31YOG- It's good music.  If you would just stop being stubborn and try it, you'd love it.

17YOG- This is like Crosby, Stills, Nash, and Young had a really boring orgy.

31YOG- Why don't you shut up and eat some more pie, tubby.


Gangstagrass - I Go Hard (2013)
17YOG- ......bluegrass...and....hip hop...

31YOG- Guess what?  I don't have to explain myself to you.


Sunday, July 6, 2014

Dear Men on Vacation

Every man grows a beard on their vacation, even if they can barely grow facial hair.  As long as you aren't going to some fancy dinner or are at a destination wedding, you just aren't going to shave.  It's part of the rules.  I'll even allow you Hawaiian shirts and sandals, even though I think they are cliched and awful.  This isn't about what I think is right or wrong.  It's about what is right and decent.  That's why it's becoming a troublesome trend that men have decided never to wear sleeves on vacation.

I see it every weekend at the hotel: men wandering around in cutoffs, tank tops, or wifebeater undershirts.  They go to the breakfast buffet without a care of getting shoulder hair in the eggs, and their pale biceps shriek as they enter the sunlight for the first time in ages.  For the most part, the only muscle definition these arms have seen in the past ten years were on a steak they were cutting.  You all become an army of Daryl Sheets as a statement saying, "This is me relaxed.  Behold the majesty."
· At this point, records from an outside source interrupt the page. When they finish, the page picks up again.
PR #1461, opened 2021-02-17
Don't delete funding account if it has changes to public keys

vgrichina:
Basically implicit account is only deleted in case when it would be re-created intact on repeated transfer.


vgrichina:
Should address https://github.com/near/near-wallet/issues/1428 for cases when user is already using given implicit account id.

vgrichina:
@kcole16 @Patrick1904 please test creating multiple accounts from same Ledger. If at any point you import implicit account directly it shouldn't get deleted on next funding.

Issue #1476, opened 2021-02-22
App login: user is not redirected back to the app if the user switches account before allowing login


Patrick1904:
**Problem**
Error occurs if the user switches account on the `/login` page. It seems that the `redirect_url` is lost after switching account.

**Expected Behavior**
User is redirected back to the app after switching account and approving login

**Steps to reproduce**
1. Go to berryclub.io
2. Click 'Login with NEAR Wallet'
3. Switch account before clicking 'Allow'
4. Click the 'Allow' button
5. Observe that you get stuck on the confirm step

PR #1479, opened 2021-02-23
Fix switching account (#1476)

marcinbodnar:


Patrick1904 (approved):
Able to switch account during app `/login` process and still persist `url` data and successfully redirected back to app. Tested using berryclub.io

PR #1480, opened 2021-02-23
Recover with link: Fix error case

Patrick1904:
The 'link expired' screen was showing while the account was being recovered.


Patrick1904:
Note that this bug is currently not in production - but reproducible on wallet.testnet.near.org

To reproduce the bug:
1. Recover with link on wallet.testnet.near.org
2. Observe that 'link expired' shows while the account is being recovered

PR #857, opened 2017-12-22
Kleisli Triples and cat isomorphism with Monads

logicosimo:
This is our first non-trivial attempt to contribute to UniMath.
Please revise: any comments or suggestions for improvement are welcome.


UniMath/CategoryTheory/Monads/KTriples.v
```diff
@@ -0,0 +1,367 @@
...
+  - apply (invmap (Kleisli_Mor_equiv hs _ _ )).
+    apply funextsec. intros x. apply assoc.
+Defined.
+
+Definition precategory_Kleisli (C : precategory) (hs : has_homsets C) : precategory :=
+  precategory_Kleisli_Data C,, precategory_Kleisli_axioms C hs.
+
+Lemma has_homsets_Kleisli (C : category) :
+  has_homsets (precategory_Kleisli C (homset_property C)).
+Proof.
```
mortberg: Please use bullets in this proof

UniMath/CategoryTheory/Monads/KTriplesEquiv.v
```diff
@@ -0,0 +1,491 @@
...
+Definition unkleislify_mor {C : precategory} {T T' : Kleisli C}
+           (α : Kleisli_Mor T T') :
+  Monad_Mor (unkleislify T) (unkleislify T') :=
+  nat_trans_kleisli_mor α ,, unkleislify_mor_laws α.
+
+(* ----- Functor from Kleisli to Monads. ----- *)
+
+Definition functor_data_unkleislify (C : precategory) (hs : has_homsets C) :
+  functor_data (precategory_Kleisli C hs) (precategory_Monad C hs).
+Proof.
```
mortberg: Please use bullets

UniMath/CategoryTheory/Monads/KTriplesEquiv.v
```diff
@@ -0,0 +1,491 @@
...
+Defined.
+
+Definition kleislify_mor {C : precategory} {M M' : Monad C}
+           (α : Monad_Mor M M') :
+  Kleisli_Mor (kleislify M) (kleislify M') :=
+  (λ x:C, α x) ,, kleislify_mor_law α.
+
+Definition functor_data_kleislify (C : precategory) (hs : has_homsets C) :
+  functor_data (precategory_Monad C hs) (precategory_Kleisli C hs).
+Proof.
```
mortberg: Please use bullets

UniMath/CategoryTheory/Monads/KTriplesEquiv.v
```diff
@@ -0,0 +1,491 @@
...
+  Defined.
+
+  Lemma kleislify_unkleislify (T : Kleisli C) :
+    kleislify (unkleislify T) = T.
+  Proof.
+    unfold unkleislify, kleislify. simpl.
+    destruct T as (F , (K , L)). simpl.
+    change (λ x : C, F x) with F.
+    apply (pair_path_in2). apply subtypeEquality'.
+    2: apply (isaprop_Kleisli_Laws hs K).
```
mortberg: What is `2: ...`?

UniMath/CategoryTheory/Monads/KTriplesEquiv.v
```diff
@@ -0,0 +1,491 @@
...
+    simpl. apply (unkleislify_data_eq (F,, K,, L)).
+  Defined.
+
+  Lemma unkleislify_kleislify (M : Monad C) :
+    unkleislify (kleislify M) = M.
+  Proof.
+    apply (Monad_eq_raw_data hs).
+    unfold Monad_to_raw_data. simpl.
+    change (λ x:C, M x) with (M: ob C → ob C).
+    apply (pair_path_in2). apply total2_paths2.
```
mortberg: Please use bullets

UniMath/CategoryTheory/Monads/KTriplesEquiv.v
```diff
@@ -0,0 +1,491 @@
...
+  Defined.
+
+  Definition etainv_morph (T : Monad C) :
+    Monad_Mor T (unkleislify (kleislify T)) :=
+    etainv_data T ,, etainv_data_laws T.
+
+  Lemma etainv_morph_law (M : Monad C) :
+    Monad_Mor_laws (T := M) (T' := (unkleislify (kleislify M))) (etainv_data M).
+  Proof.
+    split; simpl; intros.
```
mortberg: I think you are using the names introduced here below? (where does `a` come from?) If so please explicitly name them here

UniMath/CategoryTheory/Monads/KTriplesEquiv.v
logicosimo: @mortberg We often used this command to apply the tactic to the second subgoal, in order to avoid proliferating of levels of bulleting that can be easily solved (it is something similar to what you suggested in your first comment).

UniMath/CategoryTheory/Monads/KTriplesEquiv.v
logicosimo: Using the command `2: apply idpath` the second subgoal generated by `total2_paths2` is immediately solved, for this we did not introduced bullets here.

UniMath/CategoryTheory/Monads/KTriplesEquiv.v
logicosimo: I'll change the `intros` in the first line with `intro a`, so it will feel more clear: thank you for your suggestions!

UniMath/CategoryTheory/Monads/KTriples.v
logicosimo: Done, thanks!

UniMath/CategoryTheory/Monads/KTriplesEquiv.v
logicosimo: Done, thanks!

UniMath/CategoryTheory/Monads/KTriplesEquiv.v
logicosimo: Done, thanks!

UniMath/CategoryTheory/Monads/KTriplesEquiv.v
mortberg: I see, I never used this

DanGrayson: Using bullets and braces is better than using the goal selecting colon, because with them, after the clause is over if, if the goal has not been solved, an error is raised.  With the colon, however, if the tactic fails to solve the goal, the proof continues, and the error message is raised at a location distant from the relevant location -- likely at the end of the proof.

Another advantage of the bullets or braces, for someone stepping through the proof one step at a time, is that each time a tactic is applied, there is just one goal visible on the screen, which makes things simpler.

Issue #858, opened 2017-12-24
Travis frequently returns false positives due to difficulties installing opam


benediktahrens:
This error frequently occurs:
```
$ bash -c 'echo $BASH_VERSION'
4.3.11(1)-release
29.66s$ opam init --yes --no-setup
default    Downloading https://opam.ocaml.org/urls.txt
default    Downloading https://opam.ocaml.org/index.tar.gz
[ERROR] No OCaml compiler found in path. You should use:
    opam init --comp=VERSION
'opam init --yes --no-setup' failed.
The command "opam init --yes --no-setup" failed and exited with 66 during .
```
This is annoying since consequently Travis signals a build failure, requiring manual restart of the build.
Is there a way to make the Travis build more resistant to this, e.g., by having it attempt to install opam more than once?

benediktahrens:
As an example, see https://travis-ci.org/UniMath/UniMath/jobs/321055588 - I am purposefully not restarting the build.

DanGrayson:
I'll try to figure this out.

DanGrayson:
It's possible that the old opam 1.1.1 that is available on Travis' old ubuntu 14.04 is too old, and the way around this is to use opam 1.2.2, which is easy to download and install from the web.  I'll submit a pull request to test the theory.

palmskog:
The problem seems to be that Travis sometimes cannot properly access the Ubuntu PPA repositories:
```
W: Failed to fetch http://ppa.launchpad.net/pollinate/ppa/ubuntu/dists/trusty/InRelease  Could not connect to ppa.launchpad.net:80 (91.189.95.83), connection timed out
...
W: Some index files failed to download. They have been ignored, or old ones used instead.
```
For example, see [this build](https://travis-ci.org/UniMath/UniMath/jobs/320394439).

Since OPAM version 1.2.2 is in one of these PPA repositories, it doesn't get properly installed. And when it doesn't get properly installed, the built-in, the obsolete OPAM version 1.1 gets used. The OPAM package repository for this OPAM stopped being maintained years ago.

I don't think this problem can be helped by switching compilers in OPAM, since I don't believe recent compilers are available in OPAM 1.1. And if OPAM 1.2.2 gets properly installed, everything works out anyway.

palmskog:
I believe this is a Travis-related issue, see for example some recent [error descriptions](https://github.com/travis-ci/travis-ci/issues/8507) of this kind in the Travis issue tracker.

[...]

PR #859, opened 2017-12-24
improve travis script ...

DanGrayson:
... so it uses opam 1.2.2 instead of opam 1.1.1, which might
be leading to run time install errors

This tries to address #858.


DanGrayson:
This could be fixed by using opam to install num, but #860 is a more conservative modification.  Closing.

 I am truly baffled.   I understand it is a trend to wear tanktops.  It's like 1991 all over again.  I keep waiting to the new Bel Biv Devoe cassingle to drop.   That explains those, but not the shirts with the sleeves cut off.  These shirts were bought with sleeves, but these men declared, "Nay, this shall not be" and took what looks like a rusty screwdriver to them.  This very morning, a man walked by me with a shirt whose cutoff sleeves left an opening from shoulder to belt.  He was showing more sideboob than a Chive photo gallery and I wanted none of it. 

I own three sleeveless shirts.  They are all Under Armour, and they are all for boxing/workout.  The most public place I wear them is when I mow the lawn to combat my farmer's tan, and this is only the third most embarrassing thing I do in my yard.  Even so, my arms are endlessly more muscular and defined than most I see, and that is a sad statement.  The average man is much more Larry the Cable Guy than Bruce Willis in Die Hard.  The average guy I see walking around on their vacation has a bigger chest than the women they are with. 

Are we just going to keep going less is more here?  Let' go with mesh half shirts to really air out our torsos.  Nothing says "vacation" like horrifically sunburned nipples.